PR #199, opened 2023-10-18
Added limits useful for testing

nahsra:
This PR adds the ability to restrict the amount of work done in a codemodder scan. I wish I had these flags useful for testing several times before now, and I think eventually they may be useful for downstream consumers to "limit the work" that a codemodder run can do. 

Hopefully, we'll be following this PR quickly with work to make these parameters obsolete (because removing `CompilationUnit` caching and I/O parallelization will fix everything), but I like having them around in case we ever run into situations where we'd like to performance test locally.

### DIFF
--- a/framework/codemodder-base/src/test/java/io/codemodder/javaparser/DefaultCachingJavaParserTest.java
+++ b/framework/codemodder-base/src/test/java/io/codemodder/javaparser/DefaultCachingJavaParserTest.java
@@ -1,0 +1,48 @@
+package io.codemodder.javaparser;
+
+import static org.assertj.core.api.Assertions.assertThat;
+
+import com.github.javaparser.ast.CompilationUnit;
+import io.codemodder.SourceDirectory;
+import java.io.IOException;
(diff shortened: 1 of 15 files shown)


framework/codemodder-base/src/test/java/io/codemodder/javaparser/DefaultCachingJavaParserTest.java
```diff
@@ -0,0 +1,48 @@
...
+import com.github.javaparser.ast.CompilationUnit;
+import io.codemodder.SourceDirectory;
+import java.io.IOException;
+import java.nio.file.Files;
+import java.nio.file.Path;
+import java.util.List;
+import org.junit.jupiter.api.BeforeEach;
+import org.junit.jupiter.api.Test;
+import org.junit.jupiter.api.io.TempDir;
+
```
nahsra, line 14: We were missing good coverage of the caching JavaParser test. I know this is getting removed soon, but I created this test as part of debugging, so why not keep it in.

PR #206, opened 2023-10-23
Add parallelization

nahsra:
This change introduces parallelizing file analysis within a single codemod's execution. This is done primarily with an eye towards systems with slow file I/O.

The changes really boil down to 3 things: 
* created a per-thread copy of a `JavaParser` because they're not intended to be thread-safe
* made per-file analysis threaded
* synchronized post-file change operations (e.g., changing file updates and updating/invalidating caches)


nahsra:
@drdavella I know you probably don't have too much of an opinion on the Java here. Mainly asking for feedback on the Linux vs. Mac thread count selection guesstimate thing. Open to alternatives.

PR #208, opened 2023-10-24
Meet new threading spec

nahsra:
This PR makes `codemodder-java` meet the [new spec](https://github.com/pixee/codemodder-specs/pull/11/).


drdavella (approved):
I don't have any objections to this but I'm a little surprised to find that you're not benefiting from better performance with more threads. I guess we can do some more investigation later and I'll let you know the results of my own investigation for Python.

PR #210, opened 2023-10-24
Disable caching

nahsra:
This PR introduces all the changes from the long-lived `kill_caching` branch, which itself had the following changes:

* kills the caching of JavaParser models
* refactors PMD/Semgrep to be run before each codemod
* refactors PMD/Semgrep to be run batched to identify which
* allows codemods to be executed with higher priority
* allows a pre-flight check for each codemod to skip execution if unwarranted

Disabling caching alone significantly brought execution time and accuracy down. Therefore, we had to introduce more changes before it could be brought back into `main`.


core-codemods/src/main/java/io/codemodder/codemods/InsecureCookieCodemod.java
```diff
@@ -8,19 +8,17 @@
 import com.github.javaparser.ast.expr.MethodCallExpr;
 import com.github.javaparser.ast.stmt.ExpressionStmt;
 import com.github.javaparser.ast.stmt.Statement;
-import io.codemodder.Codemod;
-import io.codemodder.CodemodInvocationContext;
-import io.codemodder.RegionExtractor;
-import io.codemodder.ReviewGuidance;
-import io.codemodder.RuleSarif;
-import io.codemodder.SarifPluginJavaParserChanger;
+import io.codemodder.*;
```
dhafley, line 11: don't we want to avoid wildcard imports?

core-codemods/src/intTest/java/io/codemodder/integration/WebGoat822Test.java
```diff
@@ -133,7 +133,7 @@ void it_transforms_webgoat_with_codeql() throws Exception {
             .flatMap(Collection::stream)
             .collect(Collectors.toList());
```
nahsra, line 135: There's a filed `JWTVotesEndpoint.java` that has 2 CodeQL findings in it, that we remediate. Because of the new architecture, we're unable to find it because the line numbers changed. This is an expected casualty from the tradeoff we made from caching the JavaParser models. There are solutions to re-capturing this one, but it's not in scope.

core-codemods/src/main/java/io/codemodder/codemods/InsecureCookieCodemod.java
nahsra: It's one of those bikeshed things that we delegate to [spotless](https://github.com/diffplug/spotless) to settle for us

carlosu7 (approved):
I run this change (against trino) and now task ends in 11m 

Same changes are applied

# # # # # # #

WHAT IS BEING ASKED
Each line in the listing that contains "useful" should be returned.

ANSWER FOR THIS EXERCISE
Added limits useful for testing
This PR adds the ability to restrict the amount of work done in a codemodder scan. I wish I had these flags useful for testing several times before now, and I think eventually they may be useful for downstream consumers to "limit the work" that a codemodder run can do. 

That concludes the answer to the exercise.